_Exercise description_. Print, from the listing below, the lines starting at the line containing "possibly it is" and ending at the line containing "Click the triple", exactly as they stand, and print nothing else.

---------- Material provided ----------

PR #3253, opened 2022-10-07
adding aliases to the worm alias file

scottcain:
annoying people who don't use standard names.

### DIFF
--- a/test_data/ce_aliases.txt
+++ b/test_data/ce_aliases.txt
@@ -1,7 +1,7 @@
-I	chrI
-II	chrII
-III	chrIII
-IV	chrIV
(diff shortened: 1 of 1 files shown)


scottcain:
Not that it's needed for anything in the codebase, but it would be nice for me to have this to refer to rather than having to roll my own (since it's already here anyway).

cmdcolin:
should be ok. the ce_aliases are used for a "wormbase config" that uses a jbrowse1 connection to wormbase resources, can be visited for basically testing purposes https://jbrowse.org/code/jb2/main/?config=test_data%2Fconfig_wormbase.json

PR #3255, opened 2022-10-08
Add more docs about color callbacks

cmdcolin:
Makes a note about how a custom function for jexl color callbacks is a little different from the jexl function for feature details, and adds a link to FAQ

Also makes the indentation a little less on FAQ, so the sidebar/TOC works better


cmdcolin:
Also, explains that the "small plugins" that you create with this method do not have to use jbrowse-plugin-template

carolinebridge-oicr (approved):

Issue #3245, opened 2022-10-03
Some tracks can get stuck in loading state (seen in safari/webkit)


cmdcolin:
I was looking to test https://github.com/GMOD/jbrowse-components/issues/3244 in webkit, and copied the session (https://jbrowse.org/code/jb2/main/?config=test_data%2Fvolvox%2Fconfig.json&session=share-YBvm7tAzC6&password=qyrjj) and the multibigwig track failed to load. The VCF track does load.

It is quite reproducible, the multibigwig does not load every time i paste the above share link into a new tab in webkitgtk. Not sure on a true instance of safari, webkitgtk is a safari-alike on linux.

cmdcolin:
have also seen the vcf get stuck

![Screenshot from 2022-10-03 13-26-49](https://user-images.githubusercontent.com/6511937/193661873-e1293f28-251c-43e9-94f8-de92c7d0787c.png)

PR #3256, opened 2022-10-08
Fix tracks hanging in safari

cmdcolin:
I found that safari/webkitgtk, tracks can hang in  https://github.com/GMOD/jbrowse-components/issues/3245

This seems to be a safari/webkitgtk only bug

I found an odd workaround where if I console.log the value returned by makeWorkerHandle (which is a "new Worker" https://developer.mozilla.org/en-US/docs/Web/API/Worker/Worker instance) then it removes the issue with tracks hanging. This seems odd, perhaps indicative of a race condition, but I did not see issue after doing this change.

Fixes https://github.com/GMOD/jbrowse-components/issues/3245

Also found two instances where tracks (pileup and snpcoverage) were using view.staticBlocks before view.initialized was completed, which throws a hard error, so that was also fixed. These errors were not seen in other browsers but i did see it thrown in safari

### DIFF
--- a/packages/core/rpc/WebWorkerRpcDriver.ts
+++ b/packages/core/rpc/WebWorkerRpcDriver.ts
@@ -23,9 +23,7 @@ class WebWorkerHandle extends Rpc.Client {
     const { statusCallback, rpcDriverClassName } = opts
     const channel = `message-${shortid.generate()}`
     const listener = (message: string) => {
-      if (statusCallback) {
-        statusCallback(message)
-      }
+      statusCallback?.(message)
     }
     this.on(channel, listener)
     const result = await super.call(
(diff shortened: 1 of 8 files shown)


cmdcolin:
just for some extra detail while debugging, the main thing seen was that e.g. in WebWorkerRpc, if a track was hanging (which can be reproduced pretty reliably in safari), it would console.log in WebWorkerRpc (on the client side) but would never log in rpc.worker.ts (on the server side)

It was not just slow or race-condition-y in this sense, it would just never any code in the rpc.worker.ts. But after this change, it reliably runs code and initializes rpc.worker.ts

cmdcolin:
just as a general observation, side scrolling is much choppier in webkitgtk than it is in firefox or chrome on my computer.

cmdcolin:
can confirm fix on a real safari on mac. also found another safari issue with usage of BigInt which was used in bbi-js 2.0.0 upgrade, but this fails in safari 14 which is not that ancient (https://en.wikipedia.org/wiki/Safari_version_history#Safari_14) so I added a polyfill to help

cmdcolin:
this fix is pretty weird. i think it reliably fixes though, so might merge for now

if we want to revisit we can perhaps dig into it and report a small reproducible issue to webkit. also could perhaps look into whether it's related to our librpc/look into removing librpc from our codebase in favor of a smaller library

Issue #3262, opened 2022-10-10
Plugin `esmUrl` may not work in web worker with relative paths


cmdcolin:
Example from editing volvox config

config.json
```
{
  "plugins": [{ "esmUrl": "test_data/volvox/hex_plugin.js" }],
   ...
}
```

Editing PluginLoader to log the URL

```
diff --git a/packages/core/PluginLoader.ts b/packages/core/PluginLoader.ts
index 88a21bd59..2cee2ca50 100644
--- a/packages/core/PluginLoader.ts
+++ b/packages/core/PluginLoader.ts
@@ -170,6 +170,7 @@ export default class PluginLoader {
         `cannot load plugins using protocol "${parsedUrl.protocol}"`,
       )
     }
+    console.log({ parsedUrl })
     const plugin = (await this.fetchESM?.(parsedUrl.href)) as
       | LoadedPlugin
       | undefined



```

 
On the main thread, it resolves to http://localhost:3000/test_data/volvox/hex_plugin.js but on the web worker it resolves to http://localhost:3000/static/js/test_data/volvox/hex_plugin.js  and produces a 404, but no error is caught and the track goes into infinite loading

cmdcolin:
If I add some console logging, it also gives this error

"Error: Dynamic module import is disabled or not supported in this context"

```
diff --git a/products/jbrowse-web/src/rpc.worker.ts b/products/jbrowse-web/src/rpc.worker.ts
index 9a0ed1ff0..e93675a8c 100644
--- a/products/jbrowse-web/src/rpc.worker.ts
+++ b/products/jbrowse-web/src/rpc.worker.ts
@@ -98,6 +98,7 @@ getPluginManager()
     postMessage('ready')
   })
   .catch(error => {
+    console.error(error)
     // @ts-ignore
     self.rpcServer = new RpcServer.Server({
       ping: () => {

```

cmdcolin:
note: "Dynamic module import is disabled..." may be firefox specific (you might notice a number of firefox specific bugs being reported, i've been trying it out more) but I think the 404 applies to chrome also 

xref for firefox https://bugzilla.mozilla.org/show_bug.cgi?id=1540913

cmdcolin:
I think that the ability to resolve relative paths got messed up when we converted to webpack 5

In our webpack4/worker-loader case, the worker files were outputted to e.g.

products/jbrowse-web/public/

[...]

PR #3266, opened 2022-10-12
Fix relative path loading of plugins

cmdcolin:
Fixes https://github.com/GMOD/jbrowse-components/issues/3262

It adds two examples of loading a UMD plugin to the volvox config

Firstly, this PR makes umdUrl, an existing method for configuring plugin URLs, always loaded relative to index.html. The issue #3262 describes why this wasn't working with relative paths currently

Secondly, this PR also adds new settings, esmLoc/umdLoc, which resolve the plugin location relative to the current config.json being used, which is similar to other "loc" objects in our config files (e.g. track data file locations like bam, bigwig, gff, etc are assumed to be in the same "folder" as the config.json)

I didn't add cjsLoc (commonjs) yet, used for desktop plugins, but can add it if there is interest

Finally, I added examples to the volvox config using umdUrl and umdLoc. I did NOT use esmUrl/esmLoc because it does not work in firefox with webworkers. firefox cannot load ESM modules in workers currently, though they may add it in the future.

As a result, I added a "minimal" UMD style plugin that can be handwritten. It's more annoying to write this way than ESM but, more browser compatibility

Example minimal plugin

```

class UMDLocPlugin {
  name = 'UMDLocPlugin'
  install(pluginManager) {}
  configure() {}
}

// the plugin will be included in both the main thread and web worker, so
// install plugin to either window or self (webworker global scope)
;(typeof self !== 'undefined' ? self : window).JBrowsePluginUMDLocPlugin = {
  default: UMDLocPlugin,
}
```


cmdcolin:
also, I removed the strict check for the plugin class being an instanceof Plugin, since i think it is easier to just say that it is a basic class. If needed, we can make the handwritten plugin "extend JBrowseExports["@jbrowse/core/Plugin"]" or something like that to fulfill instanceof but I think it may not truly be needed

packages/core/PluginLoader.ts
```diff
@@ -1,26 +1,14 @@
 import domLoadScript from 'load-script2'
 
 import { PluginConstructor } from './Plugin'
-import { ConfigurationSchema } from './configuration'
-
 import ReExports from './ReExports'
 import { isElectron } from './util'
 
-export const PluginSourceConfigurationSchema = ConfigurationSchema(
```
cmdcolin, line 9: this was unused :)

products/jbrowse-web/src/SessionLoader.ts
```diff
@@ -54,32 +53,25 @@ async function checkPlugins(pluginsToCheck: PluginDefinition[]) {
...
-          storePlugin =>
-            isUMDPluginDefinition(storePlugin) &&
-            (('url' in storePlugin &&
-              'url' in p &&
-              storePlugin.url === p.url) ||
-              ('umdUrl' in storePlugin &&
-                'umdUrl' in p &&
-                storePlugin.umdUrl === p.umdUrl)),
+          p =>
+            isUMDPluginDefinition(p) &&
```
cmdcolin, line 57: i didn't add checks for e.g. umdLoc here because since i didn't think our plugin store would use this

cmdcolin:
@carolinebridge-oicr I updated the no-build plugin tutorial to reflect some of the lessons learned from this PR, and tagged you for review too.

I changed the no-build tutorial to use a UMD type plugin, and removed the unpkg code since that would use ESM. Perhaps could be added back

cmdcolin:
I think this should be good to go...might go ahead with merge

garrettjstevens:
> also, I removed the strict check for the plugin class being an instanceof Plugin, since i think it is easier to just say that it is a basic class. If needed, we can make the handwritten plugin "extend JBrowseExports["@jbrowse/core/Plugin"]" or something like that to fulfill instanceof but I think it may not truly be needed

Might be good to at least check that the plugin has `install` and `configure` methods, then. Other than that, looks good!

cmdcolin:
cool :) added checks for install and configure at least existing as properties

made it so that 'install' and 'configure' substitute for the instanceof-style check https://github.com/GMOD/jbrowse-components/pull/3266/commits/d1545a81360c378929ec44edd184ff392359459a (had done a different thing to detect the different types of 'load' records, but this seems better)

----------
---------- Material provided ----------

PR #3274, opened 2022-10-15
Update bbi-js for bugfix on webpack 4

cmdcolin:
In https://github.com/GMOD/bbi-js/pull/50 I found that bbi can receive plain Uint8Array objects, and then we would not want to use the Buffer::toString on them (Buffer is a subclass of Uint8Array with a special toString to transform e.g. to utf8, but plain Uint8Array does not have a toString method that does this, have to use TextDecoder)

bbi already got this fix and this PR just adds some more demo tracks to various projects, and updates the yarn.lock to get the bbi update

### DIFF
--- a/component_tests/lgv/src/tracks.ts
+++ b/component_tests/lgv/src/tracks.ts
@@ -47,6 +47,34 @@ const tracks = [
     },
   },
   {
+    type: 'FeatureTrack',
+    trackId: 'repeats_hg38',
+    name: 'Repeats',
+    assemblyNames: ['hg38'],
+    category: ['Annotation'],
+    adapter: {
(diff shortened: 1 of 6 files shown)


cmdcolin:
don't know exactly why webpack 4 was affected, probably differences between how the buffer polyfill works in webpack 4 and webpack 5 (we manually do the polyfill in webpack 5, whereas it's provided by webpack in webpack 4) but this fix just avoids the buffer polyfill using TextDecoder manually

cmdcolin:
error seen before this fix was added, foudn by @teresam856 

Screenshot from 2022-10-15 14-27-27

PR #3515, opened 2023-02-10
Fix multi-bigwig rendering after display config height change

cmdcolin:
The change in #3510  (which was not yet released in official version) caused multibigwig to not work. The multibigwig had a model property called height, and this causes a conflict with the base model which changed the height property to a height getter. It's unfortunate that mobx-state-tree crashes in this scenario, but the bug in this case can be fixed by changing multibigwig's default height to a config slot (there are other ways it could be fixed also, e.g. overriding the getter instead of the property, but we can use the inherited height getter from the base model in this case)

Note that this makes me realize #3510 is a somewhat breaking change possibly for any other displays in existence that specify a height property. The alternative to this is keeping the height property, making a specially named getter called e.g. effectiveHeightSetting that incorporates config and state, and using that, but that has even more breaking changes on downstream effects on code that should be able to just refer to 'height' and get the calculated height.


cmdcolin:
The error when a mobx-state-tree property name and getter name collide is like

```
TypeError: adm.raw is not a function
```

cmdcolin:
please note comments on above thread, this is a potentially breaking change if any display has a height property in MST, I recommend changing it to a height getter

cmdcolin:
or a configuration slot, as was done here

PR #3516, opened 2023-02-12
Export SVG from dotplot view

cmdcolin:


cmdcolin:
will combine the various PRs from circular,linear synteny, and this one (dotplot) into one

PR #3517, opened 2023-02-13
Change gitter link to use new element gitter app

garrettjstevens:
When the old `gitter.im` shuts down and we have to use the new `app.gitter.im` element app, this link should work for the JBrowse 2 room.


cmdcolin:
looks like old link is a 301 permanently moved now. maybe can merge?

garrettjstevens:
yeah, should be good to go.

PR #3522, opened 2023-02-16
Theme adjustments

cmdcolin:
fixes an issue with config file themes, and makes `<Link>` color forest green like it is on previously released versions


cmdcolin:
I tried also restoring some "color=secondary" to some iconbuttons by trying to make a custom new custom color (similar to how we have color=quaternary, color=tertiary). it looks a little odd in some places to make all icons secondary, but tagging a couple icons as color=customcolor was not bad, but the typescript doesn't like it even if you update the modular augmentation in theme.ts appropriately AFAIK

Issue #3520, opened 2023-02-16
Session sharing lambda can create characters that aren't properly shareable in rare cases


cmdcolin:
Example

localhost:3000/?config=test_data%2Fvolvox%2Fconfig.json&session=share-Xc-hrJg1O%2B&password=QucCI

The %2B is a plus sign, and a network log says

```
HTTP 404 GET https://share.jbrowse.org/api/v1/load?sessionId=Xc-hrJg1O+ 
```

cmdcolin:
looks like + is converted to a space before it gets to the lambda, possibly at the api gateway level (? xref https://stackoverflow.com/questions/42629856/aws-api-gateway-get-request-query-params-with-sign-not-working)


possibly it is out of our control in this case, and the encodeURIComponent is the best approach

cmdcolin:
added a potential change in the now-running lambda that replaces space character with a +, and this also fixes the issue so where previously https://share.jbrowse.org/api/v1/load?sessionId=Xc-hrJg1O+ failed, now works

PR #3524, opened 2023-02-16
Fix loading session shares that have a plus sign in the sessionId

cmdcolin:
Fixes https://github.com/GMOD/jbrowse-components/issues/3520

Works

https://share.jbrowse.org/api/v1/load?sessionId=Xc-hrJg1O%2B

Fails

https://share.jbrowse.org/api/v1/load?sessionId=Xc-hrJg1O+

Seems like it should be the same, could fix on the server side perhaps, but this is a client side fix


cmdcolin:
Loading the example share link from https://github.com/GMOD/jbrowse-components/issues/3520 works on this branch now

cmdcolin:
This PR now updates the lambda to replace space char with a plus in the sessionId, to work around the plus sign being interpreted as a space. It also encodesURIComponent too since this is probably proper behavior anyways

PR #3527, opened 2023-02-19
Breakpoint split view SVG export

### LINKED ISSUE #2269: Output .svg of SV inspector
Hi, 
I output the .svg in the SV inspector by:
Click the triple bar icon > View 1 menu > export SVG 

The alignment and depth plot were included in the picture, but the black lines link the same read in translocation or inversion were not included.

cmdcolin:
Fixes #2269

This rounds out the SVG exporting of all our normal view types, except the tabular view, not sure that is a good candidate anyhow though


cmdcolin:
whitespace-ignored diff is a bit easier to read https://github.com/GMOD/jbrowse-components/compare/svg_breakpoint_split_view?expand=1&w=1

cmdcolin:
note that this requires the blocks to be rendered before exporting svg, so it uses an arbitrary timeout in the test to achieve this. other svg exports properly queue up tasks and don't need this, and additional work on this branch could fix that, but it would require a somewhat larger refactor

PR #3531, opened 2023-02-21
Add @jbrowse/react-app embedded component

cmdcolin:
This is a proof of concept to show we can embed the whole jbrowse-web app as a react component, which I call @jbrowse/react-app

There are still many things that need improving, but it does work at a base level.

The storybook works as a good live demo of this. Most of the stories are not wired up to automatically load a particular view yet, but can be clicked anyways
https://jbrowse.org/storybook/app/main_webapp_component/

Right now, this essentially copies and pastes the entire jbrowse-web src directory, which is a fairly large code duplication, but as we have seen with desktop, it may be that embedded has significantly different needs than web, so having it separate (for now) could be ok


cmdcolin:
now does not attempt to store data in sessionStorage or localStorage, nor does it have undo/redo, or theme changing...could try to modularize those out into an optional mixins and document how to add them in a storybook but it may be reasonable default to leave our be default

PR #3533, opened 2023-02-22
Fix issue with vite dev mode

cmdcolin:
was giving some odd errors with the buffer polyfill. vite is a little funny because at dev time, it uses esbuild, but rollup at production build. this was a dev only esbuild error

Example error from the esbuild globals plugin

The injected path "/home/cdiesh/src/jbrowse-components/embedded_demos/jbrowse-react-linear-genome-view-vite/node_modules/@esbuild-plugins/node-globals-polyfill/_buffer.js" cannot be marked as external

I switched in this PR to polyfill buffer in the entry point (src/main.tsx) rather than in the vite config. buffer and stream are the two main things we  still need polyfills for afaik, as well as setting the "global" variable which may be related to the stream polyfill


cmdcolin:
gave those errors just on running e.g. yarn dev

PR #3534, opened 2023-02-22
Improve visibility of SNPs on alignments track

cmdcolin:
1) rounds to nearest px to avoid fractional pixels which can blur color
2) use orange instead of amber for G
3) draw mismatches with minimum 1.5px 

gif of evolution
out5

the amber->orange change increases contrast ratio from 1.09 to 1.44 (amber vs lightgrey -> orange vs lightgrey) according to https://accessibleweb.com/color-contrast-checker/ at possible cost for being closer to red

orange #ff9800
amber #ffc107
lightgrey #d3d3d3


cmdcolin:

----------
---------- Material provided ----------

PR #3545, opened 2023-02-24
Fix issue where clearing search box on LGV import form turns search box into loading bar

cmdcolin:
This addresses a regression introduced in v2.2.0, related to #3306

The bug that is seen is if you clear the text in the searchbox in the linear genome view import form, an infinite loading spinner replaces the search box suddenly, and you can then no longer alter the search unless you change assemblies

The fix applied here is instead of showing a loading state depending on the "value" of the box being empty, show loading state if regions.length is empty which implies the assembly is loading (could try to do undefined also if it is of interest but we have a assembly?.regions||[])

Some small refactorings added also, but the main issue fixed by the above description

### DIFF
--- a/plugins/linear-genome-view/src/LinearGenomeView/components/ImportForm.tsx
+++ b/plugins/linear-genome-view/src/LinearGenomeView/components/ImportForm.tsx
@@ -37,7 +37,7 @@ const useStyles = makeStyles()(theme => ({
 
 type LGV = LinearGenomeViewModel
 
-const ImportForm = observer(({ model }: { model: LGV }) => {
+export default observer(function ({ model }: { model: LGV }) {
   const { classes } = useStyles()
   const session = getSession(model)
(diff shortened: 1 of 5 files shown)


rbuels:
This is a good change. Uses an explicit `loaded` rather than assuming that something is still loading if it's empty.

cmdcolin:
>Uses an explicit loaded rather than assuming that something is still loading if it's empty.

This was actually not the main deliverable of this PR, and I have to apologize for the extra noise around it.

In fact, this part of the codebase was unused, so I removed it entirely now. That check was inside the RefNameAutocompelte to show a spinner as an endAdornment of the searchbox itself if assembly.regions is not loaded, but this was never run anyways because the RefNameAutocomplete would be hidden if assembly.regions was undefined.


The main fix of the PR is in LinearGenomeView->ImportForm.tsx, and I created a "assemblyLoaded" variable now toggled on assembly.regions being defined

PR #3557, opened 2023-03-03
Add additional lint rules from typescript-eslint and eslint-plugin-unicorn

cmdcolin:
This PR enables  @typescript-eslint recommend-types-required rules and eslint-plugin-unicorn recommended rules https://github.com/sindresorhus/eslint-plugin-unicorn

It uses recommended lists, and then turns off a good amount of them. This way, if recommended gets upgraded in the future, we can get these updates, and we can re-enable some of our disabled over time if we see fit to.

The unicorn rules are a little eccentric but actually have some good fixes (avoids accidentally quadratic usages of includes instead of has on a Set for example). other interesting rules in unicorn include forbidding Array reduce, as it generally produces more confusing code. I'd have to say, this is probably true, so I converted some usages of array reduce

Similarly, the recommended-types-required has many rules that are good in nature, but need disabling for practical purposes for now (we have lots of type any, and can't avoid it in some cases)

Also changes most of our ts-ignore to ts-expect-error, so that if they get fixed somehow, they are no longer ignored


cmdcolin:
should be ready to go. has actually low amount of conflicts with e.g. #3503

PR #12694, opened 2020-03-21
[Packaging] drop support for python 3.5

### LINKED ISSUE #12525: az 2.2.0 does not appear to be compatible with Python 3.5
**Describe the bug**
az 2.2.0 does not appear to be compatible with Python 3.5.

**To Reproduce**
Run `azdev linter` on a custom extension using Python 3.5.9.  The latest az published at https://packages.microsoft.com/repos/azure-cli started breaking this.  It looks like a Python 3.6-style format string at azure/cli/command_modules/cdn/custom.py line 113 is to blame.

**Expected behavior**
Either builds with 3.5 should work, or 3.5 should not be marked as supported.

----------

_Answer for the task_.
possibly it is out of our control in this case, and the encodeURIComponent is the best approach

cmdcolin:
added a potential change in the now-running lambda that replaces space character with a +, and this also fixes the issue so where previously https://share.jbrowse.org/api/v1/load?sessionId=Xc-hrJg1O+ failed, now works

PR #3524, opened 2023-02-16
Fix loading session shares that have a plus sign in the sessionId

cmdcolin:
Fixes https://github.com/GMOD/jbrowse-components/issues/3520

Works

https://share.jbrowse.org/api/v1/load?sessionId=Xc-hrJg1O%2B

Fails

https://share.jbrowse.org/api/v1/load?sessionId=Xc-hrJg1O+

Seems like it should be the same, could fix on the server side perhaps, but this is a client side fix


cmdcolin:
Loading the example share link from https://github.com/GMOD/jbrowse-components/issues/3520 works on this branch now

cmdcolin:
This PR now updates the lambda to replace space char with a plus in the sessionId, to work around the plus sign being interpreted as a space. It also encodesURIComponent too since this is probably proper behavior anyways

PR #3527, opened 2023-02-19
Breakpoint split view SVG export

### LINKED ISSUE #2269: Output .svg of SV inspector
Hi, 
I output the .svg in the SV inspector by:
Click the triple bar icon > View 1 menu > export SVG 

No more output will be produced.